Handwritten Digits Classifier

Feb 13, 2022 3 min read

The project was born with the aims of:

  1. Becoming familiar with the Tensorflow framework;
  2. Building a basic code structure that allows me to try several neural networks (also for other projects/applications) just by implementing a simple interface (some function definition in each module).

Dataset

The first part of the project consisted in providing a dataset for:

  1. Training, testing and validation of the model;
  2. Prediction of the handwritten digits.

For the first point, the famous public MNIST dataset was used because of the variety of labelled inputs and because of the ease fo usage within Tensorflow.

For the second point, some code was implemented for an end-to-end automatic acquisition of labelled pictures: taking a picture with an iPhone, some Python code receives it with the labels, resized every image into 28×28 PNG file and packs everything into a standardised dataset file (pickled dictionary). The results of the tool are shown in the image below.

Figure 1) Image showing the working operation of the preprocessing: resizing into a 28×28 PNG and then polarising the black and white (eliminating the gray).

Code Architecture

The architecture of the Python code is made for allowing the modularity of the neural networks. The image below shows the structure.

Figure 2) Code structure for the neural networks executions.

The main module (“classification_perceptron.py”) implements two functions:

  1. A train function that takes the selected neural network and makes the training;
  2. A main function that, instead, makes predictions after training finished and exports the results as PNG images.

By changing an integer variable in the main module, the related neural network is selected and processed.

Training methods

For training the network there were several options. The standard Stochastic Gradient Descent (SGD) is the simplest to implement, but also the slowest to converge. In my own machine learning library the implemented method is the SGD, in this project I decided to use the Adam Optimiser because of the quick convergence. In the following images (taken from Sebastian Ruder blog), it’s really clear the difference.

Figure 3) 2D representation of the convergence comparison between different methods.

Figure 4) 3D representation of the convergence comparison between different methods.

Neural Networks

The test was implemented with four different neural networks. Every layer used a Rectified Linear Unit (ReLU) except for the output layer that used a softmax function.

The perceptrons used are:

Figure 5) Representation of AlexNet presented at NIPS in 2012 (article here).

For representing the considered neural networks, the same notation of AlexNet (figure above) will be used.

Figure 6) Representation of the Perceptron 1. It consists of a series of three Fully Connected layers.

Figure 7) Representation of the perceptron 2. The first layer is a 1D Convolutional layer with a 109 1-feature kernel, then three Fully Connected layers.

Figure 8) Representation of the perceptron 3. The first layer is a 2D Convolutional layer with 5×5 1-feature kernel, then three Fully Connected layers.
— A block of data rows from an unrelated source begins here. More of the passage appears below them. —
PR #8537, opened 2018-04-05
Enable easy local testing of mulled-build

daler:

After we moved to CircleCI, it got harder to do local tests with mulled-build due to docker not running nicely from within docker using `circleci build`. This PR makes some changes to `.circleci/setup.sh` to make it play nicer with the new driver script `bootstrap.py`. The driver script creates a custom `activate` script to activate the new conda installation.

Example usage:

```bash
$ ./bootstrap.py /tmp/minconda
$ source activate ~/.config/bioconda/activate
(BIOCONDA-UTILS) $ bioconda-utils build recipes config.yml --mulled-build --git-range master
(BIOCONDA-UTILS) $ source deactivate
```

### DIFF
--- a/.circleci/setup.sh
+++ b/.circleci/setup.sh
@@ -1,7 +1,11 @@
 #!/bin/bash
 set -eu
 
-WORKSPACE=`pwd`
+set +u
+[[ -z $WORKSPACE ]] && WORKSPACE=`pwd`
+[[ -z $BASH_ENV ]] && BASH_ENV=`tempfile`
+[[ -z $BOOTSTRAP ]] && BOOTSTRAP=false
+set -u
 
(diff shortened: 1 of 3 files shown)


bgruening:
@daler out of interest what was the error which you are seeing. It seemed to work for me really nicely.

daler:
@bgruening no error, it's just that I don't think `circleci build` runs the mulled-build tests (https://github.com/bioconda/bioconda-recipes/blob/master/.circleci/config.yml#L79). So there's not really a good way of locally debugging failures from the mulled-build stage using just the CircleCI client. Also I know folks have complained in the past about messing up their existing root env when installing bioconda-utils, so this tries to take care of all of those points.

daler:
(making sure a recipe builds correctly, will revert build number once it does)

PR #66122, opened 2026-06-08
Add rneat

joshfactorial:
Adds a recipe for **rneat** (rusty-neat), a Rust port and extension of NEAT for simulating NGS read data (FASTQ/VCF) with a golden BAM/VCF truth set, structural-variant simulation, and an end-to-end tumor/normal cancer workflow.

- Upstream: https://github.com/ncsa/rusty-neat
- License: BSD-3-Clause
- Source: `v1.16.0` release tarball
- Concept DOI: 10.5281/zenodo.20100558

Opened as a draft so the Bioconda CI can lint and build the recipe on linux-64 / osx-64. Will mark ready once CI is green.

---

This pull request:

- [x] is a new recipe or an update to an existing recipe, following the [contributing guidelines](https://bioconda.github.io/contributor/index.html).
- [x] builds a compiled package; `run_exports` is set with an appropriate `pin_subpackage`.
- [x] includes a `license_file` (`LICENSE.md`) and a basic `test` (`rneat --help`).
- [ ] CI is passing (will confirm after the first build).

PR #67420, opened 2026-07-22
Add eidolon (renamed from rneat)

joshfactorial:
Adds **eidolon**, the renamed successor to the existing **rneat** package.

Upstream `ncsa/rusty-neat` was renamed to `ncsa/eidolon` at **v2.0.0** — same tool, a breaking *identity* change only (no functional change). Same maintainer (@joshfactorial) and the same build approach as the current `rneat` recipe: `cargo install --locked` plus `cargo-bundle-licenses` bundling all transitive Rust licenses into `THIRDPARTY.yml` (`--previous … --check-previous`).

- New package: `recipes/eidolon` (v2.0.0), sha256 of the `ncsa/eidolon` v2.0.0 tarball.
- **Supersedes `recipes/rneat`** — please retire/deprecate the old `rneat` recipe in favor of this one. `eidolon` still ships a deprecated `rneat` alias binary for one transition release, so existing users aren't broken.

The original `rneat` recipe was added in #66122; this recipe is that one with the name/URL/sha updated for the rename.

- [x] I have read the [Bioconda guidelines](https://bioconda.github.io/contributor/guidelines.html).
- [x] Recipe includes a `recipe-maintainers` entry.


joshfactorial:
@BiocondaBot please add label

PR #67451, opened 2026-07-22
Add recipe for reveal-tools 1.0.0

SarahSaadain:
Add recipe for reveal-tools 1.0.0

This PR adds a recipe for REVEAL, a Python toolkit for converting BAM/SAM
alignment files to sequence overview (SO) format, with support for variant
detection (SNPs, indels), coverage normalization, and visualization-ready
outputs.

What it does:
- Converts BAM/SAM alignments to sequence overview (.so) format via pysam
- Detects SNPs and indels with configurable thresholds
- Normalizes coverage using single-copy genes (SCGs) as reference
- Computes average copy number from coverage data
- Generates R/ggplot2-ready plotable output for visualization (bam2so,
  normalize, estimate, so2plotable, plot, and stats/compare subcommands)

Use case:
REVEAL is particularly useful for analyzing genomic regions of interest
(e.g. TEs, genes, symbionts) and their coverage and variation from
short-read alignments.

Notes:
- noarch: generic — pure Python/R pipeline, no compiled code
- The package is named `reveal-tools` rather than `reveal` because
  bioconda already has an unrelated package named `reveal` (a
  graph-based genome aligner). The CLI command installed by this
  package is still `REVEAL`.
- Tests verify --help and run the project's pytest suite
- The source code is at https://github.com/SarahSaadain/REVEAL and is
  MIT licensed.

### DIFF
--- a/recipes/reveal-tools/build.sh
+++ b/recipes/reveal-tools/build.sh
@@ -1,0 +1,16 @@
+#!/bin/bash
+
+set -euo pipefail
+
+mkdir -p "$PREFIX/bin"
+mkdir -p "$PREFIX/lib/reveal"
+
+cp src/*.py "$PREFIX/lib/reveal/"
+cp src/*.R  "$PREFIX/lib/reveal/"
+
+# Create the REVEAL entry point
+cat > "$PREFIX/bin/REVEAL" << 'EOF'
+#!/bin/bash
+exec python "$CONDA_PREFIX/lib/reveal/reveal.py" "$@"
+EOF
+chmod +x "$PREFIX/bin/REVEAL"
--- a/recipes/reveal-tools/build.sh
+++ b/recipes/reveal-tools/build.sh
@@ -11,6 +11,9 @@ cp src/*.R  "$PREFIX/lib/reveal/"
 # Create the REVEAL entry point
 cat > "$PREFIX/bin/REVEAL" << 'EOF'
 #!/bin/bash
-exec python "$CONDA_PREFIX/lib/reveal/reveal.py" "$@"
+# Resolve the install prefix from the wrapper's own location, so REVEAL works
+# when called by absolute path or from a different active environment.
+_dir="$(cd "$(dirname "$0")" && pwd)"
+exec "$_dir/python" "$_dir/../lib/reveal/reveal.py" "$@"
 EOF
 chmod +x "$PREFIX/bin/REVEAL"
--- a/recipes/reveal-tools/meta.yaml
+++ b/recipes/reveal-tools/meta.yaml
@@ -26,14 +26,8 @@ requirements:
     - r-tidyverse >=2.0.0
 
 test:
-  requires:
-    - pytest
-    - numpy
-  source_files:
-    - tests/
   commands:
     - REVEAL --help
-    - PYTHONPATH="$PREFIX/lib/reveal" pytest tests/ -v
 
 about:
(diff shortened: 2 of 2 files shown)


SarahSaadain:
@BiocondaBot please add label

SarahSaadain:
In case it looks strange that there are only a few commits: The tool is the 3rd iteration of this package. Started with teplotter as stated on the github page. it was included in https://github.com/SarahSaadain/pastForward (https://github.com/SarahSaadain/pastForward/tree/develop/workflow/scripts/dynamics/seqVista) as seqVista. As there is another tool with same name doing also sequence vizualization, it was renamed to REVEAL and extracted from pastForward as a stand alone tool.

SarahSaadain:
Hi @bioconda/core. 

Just a friendly bump on this one. All checks are green (lint, Linux/OSX-64 tests, ARM build). It's been open about three weeks now. Would really appreciate a review whenever someone has a few minutes. 

Thanks so much!

recipes/reveal-tools/build.sh
```diff
@@ -0,0 +1,16 @@
...
+mkdir -p "$PREFIX/bin"
+mkdir -p "$PREFIX/lib/reveal"
+
+cp src/*.py "$PREFIX/lib/reveal/"
+cp src/*.R  "$PREFIX/lib/reveal/"
+
+# Create the REVEAL entry point
+cat > "$PREFIX/bin/REVEAL" << 'EOF'
+#!/bin/bash
+exec python "$CONDA_PREFIX/lib/reveal/reveal.py" "$@"
```
thanhleviet: `$CONDA_PREFIX` is only set when an environment is activated, and it points to the currently active env rather than the env this package is installed in. If the wrapper is called by absolute path without activation (or from a different active env), it will look for `reveal.py` in the wrong prefix. Resolving the path relative to the wrapper itself avoids both problems:

```suggestion
exec python "$(cd "$(dirname "$0")" && pwd)/../lib/reveal/reveal.py" "$@"
```

(`reveal.py` already dispatches subcommands via `Path(__file__).parent` and `sys.executable`, so this one line is the only place that needs to locate the install.)

thanhleviet (commented):
Thanks for the recipe. Verified: sha256 matches the upstream v1.0.0 tarball, declared run deps match the actual imports (pysam, numpy, pandas, tidyverse), and CI is green on all platforms. One portability issue in the wrapper script, suggestion inline.

recipes/reveal-tools/build.sh
SarahSaadain: Thanks, good catch. Fixed in f01ee5b.

I took it a bit further than the suggestion: bare `python` has the same problem, since it resolves from `PATH` and picks up the wrong interpreter in the same cases. And because `reveal.py` dispatches subcommands with `sys.executable`, a wrong interpreter there carries through to every subcommand. So the wrapper now resolves both from its own location:

```bash
#!/bin/bash
_dir="$(cd "$(dirname "$0")" && pwd)"
exec "$_dir/python" "$_dir/../lib/reveal/reveal.py" "$@"
```

The heredoc is quoted (`<< 'EOF'`), so this still gets written out unexpanded. I also checked that it runs by absolute path with an empty environment, no `CONDA_PREFIX` and no `PATH`.

thanhleviet (approved):
Thanks for the fix. All checks are green. LGTM.

PR #67659, opened 2026-07-29
Update seqwish to 0.7.12

AndreaGuarracino:
Updates seqwish to v0.7.12.

seqwish has been rewritten from C++ to Rust, so this switches the recipe from the CMake/C++ build to cargo:

- `source` now points at the `v0.7.12` GitHub tag archive.
- `build.sh` uses `cargo install`; removed the CMake build.
- `requirements.build`: `{{ compiler('rust') }}` + `{{ compiler('c') }}` (the latter for the bundled `zstd-sys`, pulled in via AGC support). Dropped cmake/make/cxx/openmp/jemalloc/zlib/python.
- Removed `skip: True  # [osx]` and added `osx-arm64` — the Rust version builds on macOS.
- `build.sh` removes the repo `.cargo/config.toml` (`target-cpu=native`) so the package is portable across CPUs.

Note for reviewers: one dependency (`ragc-core`, for AGC input) is a git dependency resolved at build time from Cargo.lock, so cargo fetches it during the build.

### DIFF
--- a/recipes/seqwish/build.sh
+++ b/recipes/seqwish/build.sh
@@ -7,4 +7,7 @@ set -xe
 # different CPU. Remove it so a portable baseline target is used.
 rm -f .cargo/config.toml .cargo/config
 
+# Bundle third-party crate licenses (bioconda Rust guideline).
+cargo-bundle-licenses --format yaml --output THIRDPARTY.yml
+
 cargo install --locked --no-track --root "${PREFIX}" --path .
--- a/recipes/seqwish/build.sh
+++ b/recipes/seqwish/build.sh
@@ -2,24 +2,9 @@
 
 set -xe
 
-export LIBRARY_PATH=${PREFIX}/lib
-export LD_LIBRARY_PATH=${PREFIX}/lib
-export CPATH=${PREFIX}/include
-export C_INCLUDE_PATH=${PREFIX}/include
-export CPLUS_INCLUDE_PATH=${PREFIX}/include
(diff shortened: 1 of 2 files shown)


recipes/seqwish/build.sh
```diff
@@ -2,24 +2,9 @@
...
-        EXTRA_FLAGS="${EXTRA_FLAGS} -march=sandybridge"
-        ;;
-    *) ;;
-esac
-
-cmake -H. -Bbuild -DCMAKE_BUILD_TYPE=Generic -DEXTRA_FLAGS="${EXTRA_FLAGS}"
-cmake --build build -j ${CPU_COUNT}
-mkdir -p $PREFIX/bin
-mv bin/* $PREFIX/bin
+cargo install --locked --no-track --root "${PREFIX}" --path .
```
kbseah, line 13: Third party licenses should be bundled in the recipe too, per https://bioconda.github.io/contributor/guidelines.html#rust

kbseah (changes requested):
Thanks for the update! Verified that the upstream repo has been moved. One requested change below

AndreaGuarracino:
Thanks @kbseah!. Added `cargo-bundle-licenses` to the build, generated `THIRDPARTY.yml` in `build.sh`, and listed it under `about: license_file` alongside `LICENSE`.

kbseah (approved):
issues raised previously have been addressed. thanks!

PR #67672, opened 2026-07-29
Update cgmlst-dists-py to 0.1.6

andreaderuvo:
Update `cgmlst-dists-py` to 0.1.6.

Release notes: https://github.com/genpat-it/cgmlst-dists-py/releases/tag/0.1.6

Version and sha256 only; no changes to the dependency list. The new `-y/--missing-handler`
option defaults to the previous behaviour, so the package's output is unchanged.

I am the recipe maintainer and the upstream author.

### DIFF
--- a/recipes/cgmlst-dists-py/meta.yaml
+++ b/recipes/cgmlst-dists-py/meta.yaml
@@ -31,17 +31,16 @@ requirements:
     - pyarrow
 
 test:
-  source_files:
-    - test/boring.tab
-    - validation/boring_c.tab
   commands:
     - cgmlst-dists.py --version | grep -F '{{ version }}'
     - cgmlst-dists.py -h
-    # Compute a real matrix and compare it to the reference produced by the
-    # original C implementation, so the package is verified to work and not
-    # merely to start.
-    - cgmlst-dists.py -i test/boring.tab -c -s > out.tsv
-    - diff out.tsv validation/boring_c.tab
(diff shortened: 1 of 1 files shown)


andreaderuvo:
Pushed two additions:

- `pyarrow` added to the run requirements. Upstream it is an optional accelerator (the loader auto-detects it and falls back to pandas), but conda is the primary install route for this package, and without it the input loader is 3-4x slower on large profile tables. The Docker image has always bundled it; this brings conda users in line.
- The test section now computes a real distance matrix from the bundled `test/boring.tab` and diffs it against `validation/boring_c.tab`, the reference output of the original C `cgmlst-dists`, plus an explicit `import pyarrow`. Previously the tests only checked that the tool started.

Both were verified locally against the released tarball before pushing.

andreaderuvo:
Sorry for the noise — my previous commit broke the Linux tests. The functional test used `source_files`, which works for the conda test but not for the mulled container test, where the source tree is absent:

```
diff: can't stat 'validation/boring_c.tab': No such file or directory
```

The test now generates its own two-sample input inline and asserts the resulting distance, so it needs nothing from the source tree and works in both test environments. Verified by running the exact command list in an empty directory.

Worth noting the build itself succeeded, so adding `pyarrow` to the run requirements resolves fine; only the test step was at fault.

andreaderuvo:

kbseah (approved):
Thanks for the update!

PR #67695, opened 2026-07-30
Update cgmlst-dists-py to 0.1.7

andreaderuvo:
Update `cgmlst-dists-py` to 0.1.7.

Release notes: https://github.com/genpat-it/cgmlst-dists-py/releases/tag/0.1.7

**`numba` is removed from the run requirements.** As of 0.1.7 it is only needed for `--gpu`: the CPU path computes with numpy and, since numba is now imported lazily, never loads it at all. With llvmlite it added ~199 MB to every environment, and it also constrained which Python versions this package could be installed on, since numba trails new releases. Without it, `--gpu` warns on stderr and computes on the CPU with identical results instead of failing, so nothing breaks for existing users; GPU users can `conda install numba` alongside. Existing environments upgrading in place keep the numba they already have.

`pyarrow` stays, as agreed in #67672: conda is the main install route and the Arrow loader is significantly faster on large profile tables.

The test section still computes a real distance matrix and checks the value, which now doubles as proof that the tool works without numba installed.

I am the recipe maintainer and the upstream author.

### DIFF
--- a/recipes/cgmlst-dists-py/meta.yaml
+++ b/recipes/cgmlst-dists-py/meta.yaml
@@ -1,6 +1,6 @@
 {% set name = "cgmlst-dists-py" %}
-{% set version = "0.1.6" %}
-{% set sha256 = "267ac181e30f38ccbf76aa21f55060aa92ba8654eadbda3283bed202a9fe14da" %}
+{% set version = "0.1.7" %}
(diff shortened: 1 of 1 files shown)


andreaderuvo:

mencian (approved):

PR #67786, opened 2026-08-02
feat: ARM biocontainers

paperbenni:
# What

## ARM biocontainers

Make use of the new ARM biocontainer support from new bioconda-utils by
- enabling biocontainer builds for ARM there
- inserting a new step to build and publish multi-arch manifests
- accounting for the breaking changes in the bioconda-utils CLI since the typer migration

the build and publish step have shared state (the image metadata to publish), which is why ARM builds have been moved to GitHub Actions (cross-CI coordination and artifact sharing would be messy and probably unreliable)

## ARM as a first class citizen

ARM and x86 previously had duplicated drifting workflows with strictly allocated concurrency quota. 
This consolidates both architectures into a matrix, which prevents drift and duplication (still being able to parameterize things and allowing for singletons like the repodata package) and allows quota to be allocated dynamically between the two

## Moving things to GitHub Actions

Previously Nightly builds were split between CircleCI, GHA and Azure. This again means that manifest creation was prone to races, as it needs artifacts from multiple build runners. This has been solved by moving the entire nightly build to GitHub Actions

## Increased GitHub Actions quota

This will slightly increase usage of GitHub Actions, but since the amount of minutes for standard runners is quoted as "unlimited" for Open Source and this now dynamically allocates concurrency, performance impact should be minimal. 

Some actions workflows could also be moved to [blacksmith](https://www.blacksmith.sh/) which also has Open Source tiers and would only require swapping out the `runs-on` line in workflows

# Pixi migration

Bioconda-utils 5.0.0 has a breaking change which cannot be done with a backwards compat shim because typer genuinely does not (and should not) support some of the ways in which argh parsed arguments. 
This means pinning the bioconda-version in bioconda-common poses a problem

- update bioconda-common first -> old workflows run with new syntax -> crash
- update workflows first -> old bioconda-utils with new workflows -> crash

bioconda-common also forces all branches to use the same bioconda-utils version even if (like in this case) that makes no sense

The bioconda-utils version pin was therefore moved to this repo, and the bioconda-common setup scripts were replaced with a shared action. It also gets installed using pixi now, enabling some simpler workflows and faster setup time (building still happens using conda though)


.github/workflows/Bulk.yml
```diff
@@ -189,6 +209,14 @@ jobs:
           echo '============'
           bioconda-utils build recipes config.yml \
             --worker-offset ${{ matrix.runner }} --n-workers 1 \
-            --lint --anaconda-upload --record-build-failures --skiplist-leafs \
+            --lint --anaconda-upload --record-build-failures --skiplist-leaves \
             --exclude bioconda-repodata-patches
           conda clean -y --all
+
+  publish-mulled-manifests:
+    if: always() && !cancelled()
```
aliciaaevans: These bulk jobs tend to time out after 6 hours (not great but a separate issue). I've also sometimes seen GHA mark a job as cancelled when it times out. Although I seem to remember the timeouts on these bulk builds causing a fail, I'm not 100% sure about the circumstances where it's cancelled vs failed. So there may be an issue here where it doesn't publish the manifests. Or if this fails for some other reason, what's the best way forward to recover from that?

.github/workflows/PR.yml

Figure 9) Representation of the perceptron 4. The first layer is a 2D Convolutional layer with 5×5 1-feature kernel, then two Fully Connected layers.

Results

In the first place, I proceeded with the training of the networks. The standard working operation was to make 200 epochs and register both the elapsed time and the attained accuracy. The results are resumed in the following table:

Image

Therefore, I used the trained networks for predicting some pictures I took and preprocessed (see above). The results, showed in the pictures below, were taken at every stage of the neural networks.

Figure 10) Image showing the results at the outputs of each layer for perceptron 1.

Figure 11) Image showing the results at the outputs of each layer for perceptron 2.

Figure 12) Image showing the results at the outputs of each layer for perceptron 3.

Figure 13) Image showing the results at the outputs of each layer for perceptron 4.

Conclusions

The outcome of the training was quite satisfying, except for perceptron 3 which probably had troubles with overfitting. In general, the code and the experience made with this small insignificant project are going to be a solid base on top of which I’ll build something more complex in near future.